Where burial occurred, as in the East, immediately after the apparent death,14 resuscitation must have been rare. Yet cases of it were not unknown. Pliny has a chapter "on those who have revived on being carried forth for burial." Lord Bacon states that of this there have been "very many cases." A French writer of the eighteenth century, Bruhier, in his "Dissertations sur l'Incertitude de la Mort et l'Abus des Enterrements," records seventy-two cases of mistaken pronouncement of death, fifty-three of revival in the coffin before burial, and fifty-four of burial alive. A locally famous and thoroughly attested case in this country is that of the Rev. William Tennent, pastor in Freehold, New Jersey, in the eighteenth century, who lay apparently dead for three days, reviving from trance just as his delayed funeral was about to proceed. One who keeps a scrap-book could easily collect quite an assortment of such cases, and of such others as have a tragic ending, both from domestic and foreign journals. A work published some years ago by Dr. F. Hartmann15 exhibits one hundred and eight cases as typical among over seven hundred that have been authenticated.16
Facts like these have been strangely overlooked in the hasty judgment prompted by prejudice against whatever has obtained credence as miraculous. Some significant considerations must be seriously entertained.
It cannot be that no such facts occurred in the long periods covered by the Biblical writers.
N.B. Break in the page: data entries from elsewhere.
PR #494, opened 2025-10-09
feat: expose readiness from StreamBuilder API

### LINKED ISSUE #493: Expose readiness from StreamBuilder API
### Problem

When using the StreamBuilder API, the only way to programmatically check if the stream is ready is by hitting the `/ready` endpoint on the HTTP server. However, there are situations where the HTTP server should be disabled, leaving the caller unable to determine if the stream is ready (which affects downstream health checks).

### Proposed solution

The internal `stream.Type` struct has an `IsReady()` method. We can expose that on the external `service.Stream` interface.

alecmerdler:
Adds an `IsReady()` method to the public `Stream` interface. This allows callers using the Go `StreamBuilder` API to programmatically determine if the stream is active without needing to run the HTTP server.

Resolves #493

### DIFF
--- a/public/service/stream.go
+++ b/public/service/stream.go
@@ -181,14 +181,13 @@ func (s *Stream) Stop(ctx context.Context) (err error) {
 }
 
 // IsReady returns a boolean indicating whether both the input and output layers
-// of the stream are connected. If the stream has not yet been run, an error is
-// returned.
-func (s *Stream) IsReady() (bool, error) {
+// of the stream are connected.
+func (s *Stream) IsReady() bool {
 	s.strmMut.Lock()
 	strm := s.strm
 	s.strmMut.Unlock()
 	if strm == nil {
-		return false, errors.New("stream has not been run yet")
+		return false
 	}
-	return strm.IsReady(), nil
+	return strm.IsReady()
 }
--- a/public/service/stream_builder_test.go
+++ b/public/service/stream_builder_test.go
@@ -62,15 +62,13 @@ generate:
 	strm, err := b.Build()
 	require.NoError(t, err)
 
-	ready, err := strm.IsReady()
-	require.ErrorContains(t, err, "stream has not been run yet")
+	ready := strm.IsReady()
 	require.False(t, ready)
 
 	var wg sync.WaitGroup
 	wg.Go(func() {
 		require.Eventually(t, func() bool {
-			ready, err = strm.IsReady()
-			require.NoError(t, err)
+			ready = strm.IsReady()
 			return ready
 		}, time.Second*5, time.Millisecond*10)
 


public/service/stream.go
```diff
@@ -179,3 +179,16 @@ func (s *Stream) Stop(ctx context.Context) (err error) {
 	err = closeHTTP(ctx)
 	return
 }
+
+// IsReady returns a boolean indicating whether both the input and output layers
+// of the stream are connected. If the stream has not yet been run, an error is
+// returned.
+func (s *Stream) IsReady() (bool, error) {
```
alecmerdler: The docs for `Stream` [indicate that it exposes status checks](https://github.com/warpstreamlabs/bento/pull/494/files#diff-7f758ddc4d467adcca6fce08625c7a48f3c81b7bd26479b7e57269b2ff77f9cfR20-R21), but there was no method for this until now.

public/service/stream_builder_test.go
```diff
@@ -52,6 +52,35 @@ func TestStreamBuilderDefault(t *testing.T) {
...
+
+	strm, err := b.Build()
+	require.NoError(t, err)
+
+	ready, err := strm.IsReady()
+	require.ErrorContains(t, err, "stream has not been run yet")
+	require.False(t, ready)
+
+	var wg sync.WaitGroup
+	wg.Go(func() {
```
gregfurman, line 69: **praise:** Loving the usage of the new `wg.Go` functionality!

public/service/stream.go
gregfurman: Perhaps this was referring to the internal API that exposed `StreamStatus` via REST?

https://github.com/warpstreamlabs/bento/blob/d554ee222c1136e23fb449deafeebf0a6e2ae0b7/internal/stream/manager/api.go#L30-L34

gregfurman: **question**: Unsure if we should be returning an error here. in addition to a `bool`. What cases would an `error` provide more value to the caller as opposed to just the flag?

public/service/stream.go
```diff
@@ -179,3 +179,16 @@ func (s *Stream) Stop(ctx context.Context) (err error) {
...
+	s.strmMut.Lock()
+	strm := s.strm
+	s.strmMut.Unlock()
+	if strm == nil {
+		return false, errors.New("stream has not been run yet")
+	}
+	return strm.IsReady(), nil
```
gregfurman: Also, thoughts on a `RunWithin` method similar to `StopWithin`?

public/service/stream.go
alecmerdler: I don't feel strongly either way, the motivation was to indicate to the caller whether `Run()` has been called. If it hasn't been called, then `ready` will forever return `false`.

I've gone ahead and removed the `error` return value to simplify using this method.

public/service/stream.go
alecmerdler: A `RunWithin()` method would be very useful, if it could be guaranteed!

Occurring, it is extremely improbable that they should have altogether escaped embodiment in popular tradition and its record. Furthermore, while on one hand the custom of speedy burial rendered them much rarer than they are now under other conditions, and so much the more extraordinary, the universal ignorance of the causes involved would have accepted resuscitation as veritable restoration from actual death. As such it would have passed into tradition. In cases where it had come to pass in connection with the efforts of a recognized prophet, or through any contact with him, it would certainly have been regarded as a genuine miracle.